- Action item -
Your answer should repeat every line of the records below in which the word "replaySlotBar" appears.
- - - -
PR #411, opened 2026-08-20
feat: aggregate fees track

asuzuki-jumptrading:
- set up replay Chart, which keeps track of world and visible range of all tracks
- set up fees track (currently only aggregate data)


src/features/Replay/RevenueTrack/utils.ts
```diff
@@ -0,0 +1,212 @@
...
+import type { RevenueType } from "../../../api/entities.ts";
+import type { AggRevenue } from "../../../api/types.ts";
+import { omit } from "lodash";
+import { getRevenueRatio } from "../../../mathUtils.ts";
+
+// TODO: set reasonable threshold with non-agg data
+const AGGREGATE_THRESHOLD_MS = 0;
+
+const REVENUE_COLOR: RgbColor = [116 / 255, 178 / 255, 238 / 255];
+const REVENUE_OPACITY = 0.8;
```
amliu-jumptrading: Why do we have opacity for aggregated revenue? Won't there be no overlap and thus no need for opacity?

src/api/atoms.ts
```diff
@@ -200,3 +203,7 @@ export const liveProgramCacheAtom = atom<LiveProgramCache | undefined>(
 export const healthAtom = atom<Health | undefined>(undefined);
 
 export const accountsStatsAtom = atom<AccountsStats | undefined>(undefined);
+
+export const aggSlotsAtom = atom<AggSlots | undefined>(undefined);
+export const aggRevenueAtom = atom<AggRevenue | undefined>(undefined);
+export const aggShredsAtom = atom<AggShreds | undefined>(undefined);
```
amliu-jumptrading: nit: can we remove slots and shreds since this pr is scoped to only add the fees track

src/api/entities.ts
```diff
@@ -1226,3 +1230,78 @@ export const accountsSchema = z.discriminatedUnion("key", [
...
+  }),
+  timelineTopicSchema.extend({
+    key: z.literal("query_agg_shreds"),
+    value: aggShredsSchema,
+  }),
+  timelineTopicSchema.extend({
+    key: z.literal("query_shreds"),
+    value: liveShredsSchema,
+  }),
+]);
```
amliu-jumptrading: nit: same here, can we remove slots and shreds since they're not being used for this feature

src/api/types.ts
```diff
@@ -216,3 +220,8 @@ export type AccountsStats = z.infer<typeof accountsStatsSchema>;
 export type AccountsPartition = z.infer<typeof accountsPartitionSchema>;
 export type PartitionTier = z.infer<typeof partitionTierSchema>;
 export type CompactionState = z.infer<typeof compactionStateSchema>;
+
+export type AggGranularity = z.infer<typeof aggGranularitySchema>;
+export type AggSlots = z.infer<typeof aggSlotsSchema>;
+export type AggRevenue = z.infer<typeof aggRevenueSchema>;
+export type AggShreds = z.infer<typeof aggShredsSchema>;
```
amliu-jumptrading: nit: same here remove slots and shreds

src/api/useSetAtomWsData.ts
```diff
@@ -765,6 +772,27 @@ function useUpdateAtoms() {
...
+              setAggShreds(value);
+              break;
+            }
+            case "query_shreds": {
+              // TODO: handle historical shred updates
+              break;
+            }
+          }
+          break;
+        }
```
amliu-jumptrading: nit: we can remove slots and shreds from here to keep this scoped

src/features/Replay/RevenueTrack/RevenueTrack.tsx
- - - -
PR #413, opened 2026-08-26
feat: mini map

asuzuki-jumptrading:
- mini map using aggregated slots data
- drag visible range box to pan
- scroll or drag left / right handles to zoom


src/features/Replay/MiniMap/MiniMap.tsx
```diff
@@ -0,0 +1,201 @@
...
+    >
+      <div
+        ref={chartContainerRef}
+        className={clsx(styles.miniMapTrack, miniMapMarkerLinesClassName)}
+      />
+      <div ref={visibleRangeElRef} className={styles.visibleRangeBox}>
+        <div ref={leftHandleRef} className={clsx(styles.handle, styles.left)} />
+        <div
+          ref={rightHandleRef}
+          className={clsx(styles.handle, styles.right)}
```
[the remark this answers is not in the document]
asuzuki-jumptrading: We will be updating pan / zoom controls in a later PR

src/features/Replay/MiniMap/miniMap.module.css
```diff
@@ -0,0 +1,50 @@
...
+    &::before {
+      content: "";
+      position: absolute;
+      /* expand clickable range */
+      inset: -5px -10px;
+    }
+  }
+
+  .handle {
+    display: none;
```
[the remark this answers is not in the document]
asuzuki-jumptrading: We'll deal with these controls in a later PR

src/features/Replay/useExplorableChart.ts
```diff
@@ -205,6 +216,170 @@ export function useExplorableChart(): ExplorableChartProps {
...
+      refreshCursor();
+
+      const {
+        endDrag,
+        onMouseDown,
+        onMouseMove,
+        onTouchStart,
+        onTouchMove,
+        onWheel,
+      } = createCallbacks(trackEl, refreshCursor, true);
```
- - - -
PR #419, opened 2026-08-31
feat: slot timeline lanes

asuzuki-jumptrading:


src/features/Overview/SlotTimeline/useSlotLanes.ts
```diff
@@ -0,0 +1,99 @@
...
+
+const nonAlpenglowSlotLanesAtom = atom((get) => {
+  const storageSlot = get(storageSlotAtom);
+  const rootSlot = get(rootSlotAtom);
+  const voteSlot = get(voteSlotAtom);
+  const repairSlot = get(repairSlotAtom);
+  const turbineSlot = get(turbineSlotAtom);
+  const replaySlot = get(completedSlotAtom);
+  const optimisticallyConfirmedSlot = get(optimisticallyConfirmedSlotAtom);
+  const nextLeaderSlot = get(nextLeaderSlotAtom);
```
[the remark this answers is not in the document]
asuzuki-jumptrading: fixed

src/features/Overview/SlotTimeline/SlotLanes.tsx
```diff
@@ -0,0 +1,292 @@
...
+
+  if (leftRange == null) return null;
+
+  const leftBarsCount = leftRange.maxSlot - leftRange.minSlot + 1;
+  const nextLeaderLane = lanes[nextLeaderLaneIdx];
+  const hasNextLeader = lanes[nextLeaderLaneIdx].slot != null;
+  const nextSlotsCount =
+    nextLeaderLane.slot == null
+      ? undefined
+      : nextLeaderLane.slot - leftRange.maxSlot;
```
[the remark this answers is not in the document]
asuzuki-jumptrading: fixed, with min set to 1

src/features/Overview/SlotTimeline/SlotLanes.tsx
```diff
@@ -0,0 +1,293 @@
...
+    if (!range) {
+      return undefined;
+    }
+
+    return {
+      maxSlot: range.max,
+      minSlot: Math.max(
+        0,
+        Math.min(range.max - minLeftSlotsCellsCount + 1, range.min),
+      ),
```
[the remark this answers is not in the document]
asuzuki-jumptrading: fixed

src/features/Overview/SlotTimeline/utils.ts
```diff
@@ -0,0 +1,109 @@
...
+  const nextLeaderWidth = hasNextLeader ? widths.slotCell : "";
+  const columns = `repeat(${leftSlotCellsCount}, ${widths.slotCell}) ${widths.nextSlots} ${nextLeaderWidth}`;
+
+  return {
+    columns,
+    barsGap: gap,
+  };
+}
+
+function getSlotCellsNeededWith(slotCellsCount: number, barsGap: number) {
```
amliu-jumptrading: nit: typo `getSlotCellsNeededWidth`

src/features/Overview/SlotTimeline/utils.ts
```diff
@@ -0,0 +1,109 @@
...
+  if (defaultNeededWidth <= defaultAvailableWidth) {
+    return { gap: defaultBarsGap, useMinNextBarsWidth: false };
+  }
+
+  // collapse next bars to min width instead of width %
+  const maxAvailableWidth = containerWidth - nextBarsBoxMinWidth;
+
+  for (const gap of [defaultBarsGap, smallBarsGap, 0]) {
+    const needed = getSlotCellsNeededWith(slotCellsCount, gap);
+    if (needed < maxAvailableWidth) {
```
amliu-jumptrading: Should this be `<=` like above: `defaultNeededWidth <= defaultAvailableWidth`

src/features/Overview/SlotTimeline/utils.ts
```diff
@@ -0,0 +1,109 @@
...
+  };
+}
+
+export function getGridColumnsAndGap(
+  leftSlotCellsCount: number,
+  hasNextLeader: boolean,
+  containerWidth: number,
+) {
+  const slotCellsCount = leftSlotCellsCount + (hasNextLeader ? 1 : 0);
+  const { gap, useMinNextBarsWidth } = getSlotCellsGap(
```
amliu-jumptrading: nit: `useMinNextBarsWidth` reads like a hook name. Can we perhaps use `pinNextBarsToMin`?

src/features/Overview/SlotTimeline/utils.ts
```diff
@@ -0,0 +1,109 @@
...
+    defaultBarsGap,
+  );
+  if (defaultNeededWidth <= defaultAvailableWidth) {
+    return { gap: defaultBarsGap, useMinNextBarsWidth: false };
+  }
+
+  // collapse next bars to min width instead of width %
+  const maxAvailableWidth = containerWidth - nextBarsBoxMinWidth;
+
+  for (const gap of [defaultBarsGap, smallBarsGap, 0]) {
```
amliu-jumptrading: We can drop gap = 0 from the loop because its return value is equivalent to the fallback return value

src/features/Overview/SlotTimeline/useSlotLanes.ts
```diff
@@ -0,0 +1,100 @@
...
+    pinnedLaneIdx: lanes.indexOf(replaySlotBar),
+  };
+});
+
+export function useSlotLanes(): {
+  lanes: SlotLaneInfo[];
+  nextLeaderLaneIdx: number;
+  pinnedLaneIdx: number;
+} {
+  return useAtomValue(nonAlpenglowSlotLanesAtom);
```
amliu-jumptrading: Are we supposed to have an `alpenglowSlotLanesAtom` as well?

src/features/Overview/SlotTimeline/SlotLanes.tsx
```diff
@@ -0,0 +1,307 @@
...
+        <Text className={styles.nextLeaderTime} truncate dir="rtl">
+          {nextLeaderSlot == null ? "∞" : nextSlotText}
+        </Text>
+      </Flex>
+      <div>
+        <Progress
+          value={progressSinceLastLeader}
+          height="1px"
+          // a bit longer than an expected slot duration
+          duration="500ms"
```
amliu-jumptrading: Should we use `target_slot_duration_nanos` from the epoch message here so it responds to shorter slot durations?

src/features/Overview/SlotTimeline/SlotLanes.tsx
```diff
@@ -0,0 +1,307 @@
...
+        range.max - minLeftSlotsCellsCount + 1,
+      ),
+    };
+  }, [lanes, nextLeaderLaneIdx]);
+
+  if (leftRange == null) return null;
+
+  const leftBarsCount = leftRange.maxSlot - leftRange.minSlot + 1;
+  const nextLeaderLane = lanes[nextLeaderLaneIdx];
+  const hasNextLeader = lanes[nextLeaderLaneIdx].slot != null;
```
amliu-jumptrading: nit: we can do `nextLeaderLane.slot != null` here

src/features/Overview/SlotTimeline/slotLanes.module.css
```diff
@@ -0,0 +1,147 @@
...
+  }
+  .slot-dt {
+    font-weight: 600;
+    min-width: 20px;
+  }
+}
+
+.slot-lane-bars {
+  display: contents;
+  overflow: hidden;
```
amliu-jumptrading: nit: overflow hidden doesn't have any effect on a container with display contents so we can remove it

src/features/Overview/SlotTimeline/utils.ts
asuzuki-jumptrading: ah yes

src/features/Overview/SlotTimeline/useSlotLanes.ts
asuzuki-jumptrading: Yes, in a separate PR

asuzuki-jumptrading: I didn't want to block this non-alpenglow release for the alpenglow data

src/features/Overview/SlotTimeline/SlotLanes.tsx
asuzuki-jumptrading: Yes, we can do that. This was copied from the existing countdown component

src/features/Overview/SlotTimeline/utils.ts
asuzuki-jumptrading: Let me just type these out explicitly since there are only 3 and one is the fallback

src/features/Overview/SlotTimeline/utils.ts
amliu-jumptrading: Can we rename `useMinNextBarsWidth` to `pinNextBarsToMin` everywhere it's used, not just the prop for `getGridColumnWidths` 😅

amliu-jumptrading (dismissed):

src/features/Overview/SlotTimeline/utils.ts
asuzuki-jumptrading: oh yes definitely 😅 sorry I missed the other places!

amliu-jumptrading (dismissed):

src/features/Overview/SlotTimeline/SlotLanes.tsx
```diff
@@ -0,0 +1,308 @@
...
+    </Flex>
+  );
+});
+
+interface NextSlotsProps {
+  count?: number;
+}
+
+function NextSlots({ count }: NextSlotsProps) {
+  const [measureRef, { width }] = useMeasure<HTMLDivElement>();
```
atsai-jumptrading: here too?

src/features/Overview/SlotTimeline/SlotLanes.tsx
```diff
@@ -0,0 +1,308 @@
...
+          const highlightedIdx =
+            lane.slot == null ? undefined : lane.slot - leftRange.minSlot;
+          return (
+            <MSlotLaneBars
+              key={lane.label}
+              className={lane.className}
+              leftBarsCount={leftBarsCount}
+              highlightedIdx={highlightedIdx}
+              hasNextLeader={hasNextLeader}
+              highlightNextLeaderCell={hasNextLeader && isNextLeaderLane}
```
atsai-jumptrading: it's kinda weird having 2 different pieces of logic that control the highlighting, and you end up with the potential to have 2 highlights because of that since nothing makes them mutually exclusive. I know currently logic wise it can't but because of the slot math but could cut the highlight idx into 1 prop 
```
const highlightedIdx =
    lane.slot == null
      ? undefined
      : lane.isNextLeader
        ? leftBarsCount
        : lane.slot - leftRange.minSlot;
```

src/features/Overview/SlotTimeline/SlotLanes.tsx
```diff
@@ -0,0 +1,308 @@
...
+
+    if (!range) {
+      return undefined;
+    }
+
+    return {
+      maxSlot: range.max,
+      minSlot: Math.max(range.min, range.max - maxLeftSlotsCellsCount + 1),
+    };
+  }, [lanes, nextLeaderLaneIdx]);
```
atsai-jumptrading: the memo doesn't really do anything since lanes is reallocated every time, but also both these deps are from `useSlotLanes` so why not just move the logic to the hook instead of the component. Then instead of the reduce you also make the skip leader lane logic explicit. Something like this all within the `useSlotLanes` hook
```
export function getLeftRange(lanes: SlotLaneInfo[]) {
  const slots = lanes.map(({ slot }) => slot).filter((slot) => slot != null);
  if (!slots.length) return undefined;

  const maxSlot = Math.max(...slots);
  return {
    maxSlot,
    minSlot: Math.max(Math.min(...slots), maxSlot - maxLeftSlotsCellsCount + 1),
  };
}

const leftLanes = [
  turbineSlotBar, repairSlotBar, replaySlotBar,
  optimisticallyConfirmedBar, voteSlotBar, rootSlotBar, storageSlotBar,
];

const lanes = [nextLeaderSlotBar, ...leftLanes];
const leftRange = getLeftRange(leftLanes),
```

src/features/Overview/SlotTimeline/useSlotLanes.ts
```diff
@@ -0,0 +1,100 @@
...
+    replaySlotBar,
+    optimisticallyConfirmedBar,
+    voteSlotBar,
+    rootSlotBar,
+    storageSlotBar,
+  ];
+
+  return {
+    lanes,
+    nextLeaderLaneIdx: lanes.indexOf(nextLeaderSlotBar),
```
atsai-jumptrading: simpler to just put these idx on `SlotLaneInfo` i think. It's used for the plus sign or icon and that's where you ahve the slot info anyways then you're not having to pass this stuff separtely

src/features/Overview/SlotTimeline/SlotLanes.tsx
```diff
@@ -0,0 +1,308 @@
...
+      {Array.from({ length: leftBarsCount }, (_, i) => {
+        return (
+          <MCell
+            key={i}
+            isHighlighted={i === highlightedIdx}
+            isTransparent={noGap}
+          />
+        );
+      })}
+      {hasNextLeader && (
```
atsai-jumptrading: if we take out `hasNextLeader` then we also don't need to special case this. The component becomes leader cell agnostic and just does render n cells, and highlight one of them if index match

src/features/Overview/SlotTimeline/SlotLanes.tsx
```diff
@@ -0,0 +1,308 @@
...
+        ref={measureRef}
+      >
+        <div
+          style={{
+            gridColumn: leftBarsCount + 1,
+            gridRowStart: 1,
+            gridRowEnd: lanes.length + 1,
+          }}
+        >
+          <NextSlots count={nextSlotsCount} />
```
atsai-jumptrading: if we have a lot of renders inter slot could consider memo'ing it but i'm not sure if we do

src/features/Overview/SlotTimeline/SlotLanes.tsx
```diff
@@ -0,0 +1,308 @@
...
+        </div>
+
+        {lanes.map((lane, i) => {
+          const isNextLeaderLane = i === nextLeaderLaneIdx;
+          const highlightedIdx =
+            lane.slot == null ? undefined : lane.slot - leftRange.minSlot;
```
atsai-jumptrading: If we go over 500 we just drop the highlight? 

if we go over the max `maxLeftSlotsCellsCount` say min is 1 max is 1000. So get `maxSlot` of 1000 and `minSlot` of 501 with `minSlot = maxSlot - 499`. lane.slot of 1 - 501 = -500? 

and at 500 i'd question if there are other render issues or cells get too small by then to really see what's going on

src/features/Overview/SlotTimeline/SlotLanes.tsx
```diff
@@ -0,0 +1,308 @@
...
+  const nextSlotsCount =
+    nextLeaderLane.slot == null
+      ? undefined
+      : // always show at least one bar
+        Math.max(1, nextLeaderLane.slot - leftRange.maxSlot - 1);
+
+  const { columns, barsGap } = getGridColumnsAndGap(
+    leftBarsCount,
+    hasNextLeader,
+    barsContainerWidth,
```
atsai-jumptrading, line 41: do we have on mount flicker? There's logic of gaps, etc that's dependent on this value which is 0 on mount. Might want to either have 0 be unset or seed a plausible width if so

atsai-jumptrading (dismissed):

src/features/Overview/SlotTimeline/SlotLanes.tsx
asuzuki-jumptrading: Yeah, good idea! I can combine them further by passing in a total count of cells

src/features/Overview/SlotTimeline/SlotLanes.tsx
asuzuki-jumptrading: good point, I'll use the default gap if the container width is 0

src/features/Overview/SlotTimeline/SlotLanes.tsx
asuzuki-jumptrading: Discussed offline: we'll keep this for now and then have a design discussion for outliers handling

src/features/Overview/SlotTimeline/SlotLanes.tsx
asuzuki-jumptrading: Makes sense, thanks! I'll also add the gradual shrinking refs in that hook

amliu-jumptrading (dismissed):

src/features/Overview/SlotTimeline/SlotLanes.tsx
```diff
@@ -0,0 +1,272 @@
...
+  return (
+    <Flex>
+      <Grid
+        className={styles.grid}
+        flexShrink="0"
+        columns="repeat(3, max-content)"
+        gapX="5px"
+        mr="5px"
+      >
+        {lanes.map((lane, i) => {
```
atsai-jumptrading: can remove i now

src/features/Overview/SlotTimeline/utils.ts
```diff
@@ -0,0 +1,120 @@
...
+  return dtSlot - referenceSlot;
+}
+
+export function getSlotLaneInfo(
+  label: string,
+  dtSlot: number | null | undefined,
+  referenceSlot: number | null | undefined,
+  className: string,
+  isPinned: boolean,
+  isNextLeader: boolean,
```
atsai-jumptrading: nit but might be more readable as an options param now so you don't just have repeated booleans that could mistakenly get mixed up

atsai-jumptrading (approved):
- - - -
- Task output -
+    pinnedLaneIdx: lanes.indexOf(replaySlotBar),
  turbineSlotBar, repairSlotBar, replaySlotBar,
+    replaySlotBar,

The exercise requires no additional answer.